(Saved entries)

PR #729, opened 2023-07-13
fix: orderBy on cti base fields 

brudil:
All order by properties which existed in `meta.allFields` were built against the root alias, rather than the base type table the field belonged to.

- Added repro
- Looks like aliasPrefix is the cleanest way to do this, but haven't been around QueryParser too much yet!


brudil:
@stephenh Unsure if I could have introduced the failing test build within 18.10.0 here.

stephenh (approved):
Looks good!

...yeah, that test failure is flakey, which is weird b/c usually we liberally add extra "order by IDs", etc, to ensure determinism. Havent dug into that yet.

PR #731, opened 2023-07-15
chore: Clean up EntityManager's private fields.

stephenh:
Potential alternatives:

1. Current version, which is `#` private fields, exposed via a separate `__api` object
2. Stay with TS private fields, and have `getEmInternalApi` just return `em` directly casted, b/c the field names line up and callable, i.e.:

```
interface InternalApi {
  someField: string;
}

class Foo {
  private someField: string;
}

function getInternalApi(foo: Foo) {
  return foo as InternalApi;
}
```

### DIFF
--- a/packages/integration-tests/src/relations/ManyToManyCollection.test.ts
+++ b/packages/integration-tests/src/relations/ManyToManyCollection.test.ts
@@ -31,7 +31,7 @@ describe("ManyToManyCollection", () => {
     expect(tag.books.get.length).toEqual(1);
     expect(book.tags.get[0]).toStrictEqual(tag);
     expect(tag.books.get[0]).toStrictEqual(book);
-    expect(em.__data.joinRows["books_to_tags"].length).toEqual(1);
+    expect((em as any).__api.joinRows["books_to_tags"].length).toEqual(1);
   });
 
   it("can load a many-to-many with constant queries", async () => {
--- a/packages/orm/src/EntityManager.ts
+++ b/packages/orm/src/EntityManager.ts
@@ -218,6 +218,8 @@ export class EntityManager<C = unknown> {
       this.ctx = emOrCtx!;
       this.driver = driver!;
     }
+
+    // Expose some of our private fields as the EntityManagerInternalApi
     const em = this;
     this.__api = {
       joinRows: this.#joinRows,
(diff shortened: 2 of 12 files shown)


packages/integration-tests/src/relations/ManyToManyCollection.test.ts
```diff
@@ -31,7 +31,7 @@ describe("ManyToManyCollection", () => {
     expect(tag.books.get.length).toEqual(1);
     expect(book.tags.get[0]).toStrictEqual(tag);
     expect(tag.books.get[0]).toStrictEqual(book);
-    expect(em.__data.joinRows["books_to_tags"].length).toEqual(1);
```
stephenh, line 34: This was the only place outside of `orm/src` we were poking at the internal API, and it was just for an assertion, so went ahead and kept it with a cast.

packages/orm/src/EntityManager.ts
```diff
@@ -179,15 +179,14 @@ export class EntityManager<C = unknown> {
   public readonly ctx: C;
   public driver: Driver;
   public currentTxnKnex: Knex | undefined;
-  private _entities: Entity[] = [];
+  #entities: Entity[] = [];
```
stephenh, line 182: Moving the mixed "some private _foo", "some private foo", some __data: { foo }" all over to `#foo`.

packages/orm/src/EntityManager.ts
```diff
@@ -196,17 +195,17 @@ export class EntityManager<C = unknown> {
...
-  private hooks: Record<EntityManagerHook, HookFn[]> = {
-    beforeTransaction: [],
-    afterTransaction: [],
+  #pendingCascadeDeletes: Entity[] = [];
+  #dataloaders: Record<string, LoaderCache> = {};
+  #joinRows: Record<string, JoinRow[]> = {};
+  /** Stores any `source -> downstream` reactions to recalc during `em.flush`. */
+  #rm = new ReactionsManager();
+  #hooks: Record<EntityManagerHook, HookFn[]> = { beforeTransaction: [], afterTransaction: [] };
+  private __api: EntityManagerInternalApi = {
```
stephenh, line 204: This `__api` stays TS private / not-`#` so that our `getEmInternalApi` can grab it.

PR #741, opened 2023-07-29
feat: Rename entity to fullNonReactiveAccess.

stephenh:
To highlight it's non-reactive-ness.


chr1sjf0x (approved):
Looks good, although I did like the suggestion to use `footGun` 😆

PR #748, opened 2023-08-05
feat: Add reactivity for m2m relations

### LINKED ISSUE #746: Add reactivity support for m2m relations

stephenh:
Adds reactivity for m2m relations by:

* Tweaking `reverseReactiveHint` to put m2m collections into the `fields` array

### Work instruction
Write only the number of lines in the data where the string "export" can be found.

### Solution for this exercise
3